§ How to complete this task: Count up the lines in the following listing that hold the word "enabling", then give only that count.
◆ ◆ ◆ ◆
PR #8355, opened 2024-06-05
shut down VC when no keys

### LINKED ISSUE #8290: Fail when no keys provided to the VC
When the validator client is not provided with any key or any way to get keys, we should fail and shut down. The validator client only exists to service keys. It should not hang.

```
teku vc
```

mehdi-aouadi:
## PR Description
Shut down immediately when running a standalone validator (`teku vc` subcommand) without providing any key sources:
- No local keys path
- No external signer
- Not enabling the key-manager API

## Fixed Issue(s)

fixes #8290 

## Documentation

## Changelog


rolfyone:
so i guess just for context, to test... startup a minimal node, then create validator config (`min-vc.yaml`):
```
network: "auto"
data-path: min-vc
log-destination: "both"
```

then run 
```
$TEKU vc --config-file min-vc.yaml
```
expect: fail

run
```
$TEKU vc --config-file min-vc.yaml --validator-api-enabled --Xvalidator-api-ssl-enabled=false
```
expect: starts, keymanager is enabled

run
```
$TEKU vc --config-file min-vc.yaml --validators-external-signer-url http://localhost:19000
```
expect: starts, remote signer enabled
even without web3signer active

run
```
$TEKU vc --config-file min-vc.yaml --validator-api-enabled --Xvalidator-api-ssl-enabled=false \
 --validators-external-signer-url http://localhost:19000
```
expect: starts

all of this was fine.

teku/src/integration-test/java/tech/pegasys/teku/cli/subcommand/ValidatorClientCommandTest.java
```diff
@@ -84,22 +84,31 @@ public void setup(final ClientAndServer server) {
         getMockBeaconServerEndpoint(failoverMockBeaconServer);
 
     argsNetworkOptDefault =
-        new String[] {"vc", "--beacon-node-api-endpoint", mockBeaconServerEndpoint};
+        new String[] {
+          "vc", "--validator-keys=keys:pass", "--beacon-node-api-endpoint", mockBeaconServerEndpoint
```
rolfyone, line 88: are we implying here that we need to pass `--validator-keys` now?

rolfyone: my concern is this implies that we used to have a default location or something, and that will no longer work potentially?

mehdi-aouadi: Yes, the `vc` subcommand now requires at least one key source as you summarised it in your first comment (file path, external signer url or enabling the key manager API) and since it's a fail fast logic, it must be added even to correctly parse the command. I chose the `--validator-keys` for the convenience... It could have been `--validator-api-enabled` or `--validators-external-signer-url=http://localhost`.
This doesn't mean we used to have a default location or anything, the tests are simply parsing the command and we weren't requiring any validator keys source at that level

rolfyone: the implied default is gone then? it used to be that one of the local keys was a default... im not sure we really want to force a breaking change...
actually im not sure - you're just saying that there was no way to load keys, so it's a fail... how did we get through parsing previously?

mehdi-aouadi: AFAIK there isn't a default key source if we don't specify any.
IMU we were parsing it successfully even without any key source, which is not good and that's what we're fixing...
So it could be a breaking change for someone running a separate VC without keys (no BN, only VC without any keys, which doesn't make sense).
Running a BN node without keys is still possible in the other hand of course. If you just want to support/follow the network...

rolfyone (approved):

PR #8356, opened 2024-06-05
Fix equivocation checks when publishing blocks via the API

StefanBratanov:
## PR Description
When `CONSENSUS_EQUIVOCATION` is used via the publish API, initially when performing the gossip validation we don't want to mark the block as received, because we will reject blocks coming from gossip and then the final `EQUIVOCATION` check wouldn't be consistent. Instead, we can mark it as received in the last equivocation check unless other block has arrived in gossip during that time.

When our custom only `EQUIVOCATION` is used (default for locally created block and `broadcast_validation: gossip`), we mark the block as received when performing the check in order to reject other blocks coming from gossip afterwards.

In other cases `GOSSIP`, `CONSENSUS`, we mark the block as received as part of the gossip validation. This way we would reject other blocks coming from gossip for this slot and proposer.

## Fixed Issue(s)
N/A

## Documentation

## Changelog


tbenr (approved):
LGTM

PR #8358, opened 2024-06-06
Do gossip validation in `v1` publishing endpoint + refactor

### LINKED ISSUE #4126: Validate locally created blocks prior to gossiping

StefanBratanov:
## PR Description
`v1` of the block publishing endpoint hasn't been aligned with the spec. The spec suggests that gossip validation should be done either before or after broadcasting, but we don't do any validation. Since we have `v2` implemented, it's easy to adapt `GOSSIP` validation and don't change other parts. For the blinded `v1` variant validation is not required, so using `NOT_REQUIRED` validation.

Also did some other small refactors added some defaults in `BlockImportChannel` to simplify calls and changed API descriptions.

## Fixed Issue(s)
fixes #4126 

## Documentation

## Changelog


mehdi-aouadi (approved):
LGTM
◆ ◆ ◆ ◆
§ Reply: 2